Per ritrovare un inizio di stagione così positivo, bisogna tornare al campionato 2009-10 di serie D, con i lametini allora capaci di battere Sapri, Trapani e Castrovillari sempre nelle prime tre giornate. All’ingresso in campo delle squadre, bel gesto degli ultras foggiani che in curva issano lo striscione “Vicini alle vittime di Lamezia Terme”. La Vigor schiera lo stesso undici che ha battuto il Chieti per un’età media, escluso ovviamente Mangiapane, di 24 anni esatti, contro i 25,9 dei pugliesi. La prima conclusione della gara è vigorina, con Zampaglione che non centra la porta.
Passano altri 7’ e l’ex punta dell’Hinterreggio spreca una buona chance. Erroraccio di D'Angelo, che liscia il pallone, ne approfitta Zampaglione che si presenta davanti a Micale, ma poi calcia debolmente. In campo si vede una buona Vigor. Al 21' bello spunto di Mangiapane dalla destra, cross al centro per Del Sante il cui stacco non inquadra di poco lo specchio. Il Foggia si fa vedere in avanti solo alla mezzora, ma è pericolosissimo. Su calcio di punizione di Cavallaro, l’esperto Giglio controlla sottoporta e calcia con Rosti che respinge d’istinto. Poi Filosa si fa rimpallare il nuovo tentativo di battere a rete.

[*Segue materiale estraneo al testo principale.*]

PR #490, opened 2024-07-02
API-36203 banner data model

dmekala-va:
This PR adds a data model and accessor class for the saml proxy banner. The banner.js represents the banner data model with banner parameters. And the BannerService implements the CRUD operations for banners in a Redis store.

Link to Jira: https://jira.devops.va.gov/browse/API-36203


src/bannerService.ts
```diff
@@ -0,0 +1,105 @@
...
+import Redis, { RedisClient } from "redis";
+
+interface IRedisClient {
+  setAsync(key: string, value: string): Promise<void>;
+  getAsync(key: string): Promise<string | null>;
+  delAsync(key: string): Promise<void>;
+  keysAsync(pattern: string): Promise<string[]>;
+}
+
+class RedisClientAdapter implements IRedisClient {
```
johnmweisz, line 12: this might be able to go away, I would look at the existing cache object referenced in another comment.

src/bannerService.ts
```diff
@@ -0,0 +1,105 @@
...
+  }
+
+  async delAsync(key: string): Promise<void> {
+    const delAsync = promisify<string, number>(this.client.del).bind(
+      this.client
+    );
+    return delAsync(key).then(() => {});
+  }
+
+  async keysAsync(pattern: string): Promise<string[]> {
```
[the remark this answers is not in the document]
dmekala-va: It retrieves all the keys from the redid store. I was thinking this one could be used to get/delete all the banners but could delete this and just create a new getBanners function instead

dmekala-va:
Comments addressed

src/banner.ts
```diff
@@ -0,0 +1,35 @@
...
+  startTime: Date;
+  endTime: Date;
+  message: string;
+  enabled: boolean;
+  priority: number;
+  order: number;
+
+  constructor(
+    id: string,
+    startTime: Date,
```
johnmweisz, line 12: this might be better as a timestamp, though we can fine tune this later.

src/bannerService.ts
```diff
@@ -0,0 +1,84 @@
...
+      console.error("Error retrieving banner:", error);
+      return null;
+    }
+  }
+
+  //can only use the get if we want to retreive individual banners when you know IDS
+  //we will need a new keys function to get all banners without knowing the IDS
+  async getBanners(): Promise<Banner[]> {
+    try {
+      const keys = await this.cache.keys("banner:");
```
johnmweisz, line 41: I thought there is a way to query for partial key value without using keys but it's been a while, can you confirm if this can be done with a doc search or scan or something instead?

src/bannerService.ts
```diff
@@ -0,0 +1,84 @@
...
+      return banners;
+    } catch (error) {
+      console.error("Error retrieving banners from cache:", error);
+      return [];
+    }
+  }
+
+  async createBanner(banner: Banner): Promise<Banner | null> {
+    try {
+      const key = this.generateKey(banner.id);
```
johnmweisz, line 56: Just want to clarify that this means the service layer will need to generate the banner.id value?  You could probably do that here instead since the data layer cares about accidentally creating duplicate key values but the service probably doesn't.  With only a few entries at a time, duplicated values is probably so unlikely its not important but this could be a weird error some day.

src/bannerService.ts
```diff
@@ -0,0 +1,84 @@
...
+      });
+      const banners = await Promise.all(bannerPromises);
+      return banners;
+    } catch (error) {
+      console.error("Error retrieving banners from cache:", error);
+      return [];
+    }
+  }
+
+  async createBanner(banner: Banner): Promise<Banner | null> {
```
johnmweisz, line 54: Do we know the TTL on this?  I think using the existing cache was on paper the fastest solution but we have all kinds of edge cases that could bite us.

src/bannerService.ts
```diff
@@ -0,0 +1,84 @@
...
+      await this.cache.set(key, value);
+    } catch (error) {
+      console.error("Error updating banner:", error);
+    }
+  }
+
+  async deleteBanner(id: string): Promise<void> {
+    try {
+      const key = this.generateKey(id);
+      await this.cache.delete(key);
```
johnmweisz, line 79: Do we know what cache.delete returns?  We might need this to return something to generate an appropriate status code.  For next story probably but worth thinking about now especially if it impacts unit tests.

src/bannerService.ts
```diff
@@ -0,0 +1,84 @@
...
+      console.error("Error creating banner:", error);
+      return null;
+    }
+  }
+
+  async updateBanner(id: string, banner: Banner): Promise<void> {
+    try {
+      const key = this.generateKey(id);
+      const value = JSON.stringify(banner);
+      await this.cache.set(key, value);
```
johnmweisz, line 70: Do we know what cache.set returns? We might need this to return something to generate an appropriate status code. For next story probably but worth thinking about now especially if it impacts unit tests.

src/bannerService.ts
dmekala-va: Yes we could do a redid scan operation like below:
`SCAN cursor [MATCH pattern] [COUNT count]`

That would get rid of the need for the keys but thought it would be neater to add a keys function instead, and keys is useful enough where it could be used elsewhere too. If we prefer this way though I can change it

src/bannerService.ts
dmekala-va: I guess in this case we could refine a bit more and add a check saying generate a banner id if it's not already set?

dmekala-va: Instead of having generateKey() we could have something like generateUniqueId() where a UUID could be generated instead of a generic banner id

src/bannerService.ts
dmekala-va: Just after researching online it looks like the TTL is assumed to be 3600 secs for cached items usually. If we want we could add logic to set the TTL in createBanner()

src/bannerService.ts
dmekala-va: I think the cache.set is the same way it usually returns a boolean value or a promise that resolves to a boolean. Will add this

src/bannerService.ts
dmekala-va: Actually looking to implement it right now, I don't think there is a way to use the scan function without modifying the RedisCache/ICache to implement "scan" first. So if we wanted to do scan, we would still have to add a scan function in types.ts since bannerService.ts is only using this existing cache instance

dmekala-va: Looking at this again and I think scan makes things a bit more complicated, I feel like to be consistent and staightforward the keys function makes better sense to me personally. I think scan the only benefit of scan is that it is more suitable for larger datasets.

src/banner.ts
dmekala-va: implemented

src/bannerService.ts
dmekala-va: implemented

src/bannerService.ts
dmekala-va: implemented

src/bannerService.ts
johnmweisz: Ok we can leave as is, thanks for checking.

src/bannerService.ts
johnmweisz: Can different entries have different TTL in the same table?  If so we definitely need this to last more than 3600s.   Otherwise we might need a second table.

src/bannerService.ts
johnmweisz: We can leave it how it is for now I’m more worried about ttl

src/bannerService.ts
dmekala-va: Updated the code(createBanner and updateBanner) to use TTL for 7 days. I used the set to alter this value, I think this way works

src/bannerService.ts
```diff
@@ -0,0 +1,91 @@
+import Banner from "./banner";
+import { ICache } from "./routes/types";
+
+export interface BannerService {
+  getBanner(id: string): Promise<Banner | null>;
+  getBanners(): Promise<Banner[]>;
+  createBanner(banner: Banner): Promise<Banner | null>;
+  updateBanner(id: string, banner: Banner): Promise<boolean>;
+  deleteBanner(id: string): Promise<boolean>;
```
mwise-va, line 9: Should we add a delete banners as well? Similar to the get all banners. This way we won't have to perform a GET -> Del -> Del if there are more then 1 banner at once. We could just run a Del all banners

src/banner.ts
```diff
@@ -1,16 +1,16 @@
...
   message: string;
   enabled: boolean;
   priority: number;
   order: number;
 
   constructor(
     id: string,
-    startTime: Date,
-    endTime: Date,
+    startTime: string,
```
johnmweisz, line 12: Sorry I should have been more specific, this can be a unix timestamp aka a number, that will make frontend display logic simpler, though that is subject to change.  I think we start with unix and adjust as we build out the frontend.

src/banner.ts
```diff
@@ -1,16 +1,16 @@
...
+    endTime: string,
```
johnmweisz, line 13: number

src/bannerService.ts
johnmweisz: nice, thanks

src/bannerService.ts
johnmweisz: I don't think we will be using delete all much since it will have a display start and end and automatically delete after TTL, I'm ok with leaving this out for now.

dmekala-va: We don't have to create a new function to do that. We can use the existing keys endpoint to delete all banners similar to how we get all banners by the "banner:*" pattern. Just not sure we want to add something like that though

src/banner.ts
```diff
@@ -0,0 +1,35 @@
+export default class Banner {
+  id: string;
+  startTime: number;
+  endTime: number;
+  message: string;
+  enabled: boolean;
+  priority: number;
```
mwise-va, line 7: Just curious, why do we have a priority and order?  I know it was stated in the ticket, but I could see this done with just order and not priority. There would be a check to see if that position (order) is already taken or not.

johnmweisz: I think order designates physical placement, while priority will designate a UI style.  The name is a bit confusing, perhaps we can think of something else.

johnmweisz: Maybe something like 'alertStyle' see https://getbootstrap.com/docs/4.0/components/alerts/ as an example.

mwise-va: What do you mean by priority will designate a UI style? Wouldn't that be done with CSS etc. 

A similar feature Okta does for adding policies, is Priority is used, but order is not. Just don't see added value from having both.

src/banner.ts
```diff
@@ -0,0 +1,35 @@
...
+  alertStyle: number;
+  order: number;
+
+  constructor(
+    id: string,
+    startTime: number,
+    endTime: number,
+    message: string,
+    enabled: true,
+    priority: 0,
```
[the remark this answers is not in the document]
dmekala-va: updated

johnmweisz (approved):

mwise-va (approved):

Al 41' il preludio del vantaggio ospite. Bel cross di Rondinelli da destra e nuova incornata di Del Sante, palla alta di poco. Non sbaglia, l’ex Primavera della Fiorentina, poco dopo: riceve palla da Mangiapane spalle alla porta, aggira Pambianchi e trafigge Micale con un preciso diagonale. Al quarto d’ora della ripresa, Micale smanaccia corto su corner, raccoglie Malerba che al volo spedisce a lato. I rossoneri non stanno però a guardare e iniziano la propria offensiva. Lancio al bacio di Agnelli per Agostinone, pescato a tu per tu con Rosti che si oppone magistralmente. Idem al 22’ nel deviare l’inzuccata di Filosa su corner.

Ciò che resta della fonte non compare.